Issue #7706, opened 2021-03-03
[FxA-Settings] FxA Bento icon does not have a focus effect


data-sync-user:
**Build**
Stage [Train 1.201.1]

**Affected platforms**
Windows 10 x64
macOS 10.14.6

**Steps to reproduce**

1. Navigate to https://accounts.stage.mozaws.net/beta/settings/ and login using an existing account.
1. Focus the Bento icon using the Tab key.

**Expected results**
Bento icon successfully displays a focus effect.

**Actual Results**
There is no focus effect displayed when the Bento icon is selected using the Tab key.

┆Issue is synchronized with this [Jira Bug](https://jira.mozilla.com/browse/FXA-3124)
┆Attachments: <a href="https://jira.mozilla.com/secure/attachment/15506/gif22.gif">gif22.gif</a>
┆Issue Number: FXA-3124

sunny775:
Hi! ✋ @LZoog . I am an Outreachy applicant and would love to work on this issue as my first contribution

LZoog:
Hey @sunny775, since I just assigned another good first issue to you I'll leave this one open, but feel free to circle back here when the PR is merged for the other! :)

Here's the attached image:
![gif22](https://user-images.githubusercontent.com/13018240/113456484-f9e6cd80-93d2-11eb-9cdc-8ee41e219a5a.gif)

sunny775:
Sure @LZoog . Thanks a lot :)

flozender:
I'd love to pick this up!

data-sync-user:
➤ Vasilica Tamas commented:

This issue is verified as fixed on Stage [Train 1.204.2] under Windows 10 64-bit, Android 9 and iOS 14.4.  I confirm that the Bento icon successfully displays a focus effect while using the Tab key.

PR #8147, opened 2021-04-06
fix(fxa-settings): add focus effect to Bento icon

flozender:
## Because

- Needed to add a focus effect on the Bento icon

## This pull request

- Adds the focus effect

Closes: #7706

## Checklist

## Screenshots (Optional)

Screenshot from 2021-04-06 13-50-51

### DIFF
--- a/packages/fxa-settings/src/components/BentoMenu/index.tsx
+++ b/packages/fxa-settings/src/components/BentoMenu/index.tsx
@@ -35,7 +35,7 @@ export const BentoMenu = () => {
         title={l10n.getString('bento-menu-title')}
         aria-expanded={isRevealed}
         aria-controls={dropDownId}
-        className="rounded p-1 w-7 mx-2 border-transparent hover:bg-grey-200 focus:outline-none transition-standard desktop:mx-8"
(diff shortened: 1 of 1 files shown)


packages/fxa-settings/src/components/BentoMenu/index.tsx
```diff
@@ -35,7 +35,7 @@ export const BentoMenu = () => {
         title={l10n.getString('bento-menu-title')}
         aria-expanded={isRevealed}
         aria-controls={dropDownId}
-        className="rounded p-1 w-7 mx-2 border-transparent hover:bg-grey-200 focus:outline-none transition-standard desktop:mx-8"
```
jodyheavener, line 38: @meandavejustice it looks like you authored these classes - any reason why we shouldn't use a focus outline? Testing on my end looks good but I might be missing some context. What you think?

https://user-images.githubusercontent.com/6392049/113728269-efbf1a80-96c3-11eb-9ab2-814c14ce40b9.mov

meandavejustice: Focus outline looks good 👍 👍, Probably just copy-pasta'd the `outline:none`

jodyheavener (approved):
LGTM!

# # # # #

What you are asked to do
In exact wording, restate the lines of the data above from the first through the one holding "Here's the attached", and stop after that line.

Answer to this task
Issue #7706, opened 2021-03-03
[FxA-Settings] FxA Bento icon does not have a focus effect


data-sync-user:
**Build**
Stage [Train 1.201.1]

**Affected platforms**
Windows 10 x64
macOS 10.14.6

**Steps to reproduce**

1. Navigate to https://accounts.stage.mozaws.net/beta/settings/ and login using an existing account.
1. Focus the Bento icon using the Tab key.

**Expected results**
Bento icon successfully displays a focus effect.

**Actual Results**
There is no focus effect displayed when the Bento icon is selected using the Tab key.

┆Issue is synchronized with this [Jira Bug](https://jira.mozilla.com/browse/FXA-3124)
┆Attachments: <a href="https://jira.mozilla.com/secure/attachment/15506/gif22.gif">gif22.gif</a>
┆Issue Number: FXA-3124

sunny775:
Hi! ✋ @LZoog . I am an Outreachy applicant and would love to work on this issue as my first contribution

LZoog:
Hey @sunny775, since I just assigned another good first issue to you I'll leave this one open, but feel free to circle back here when the PR is merged for the other! :)

Here's the attached image:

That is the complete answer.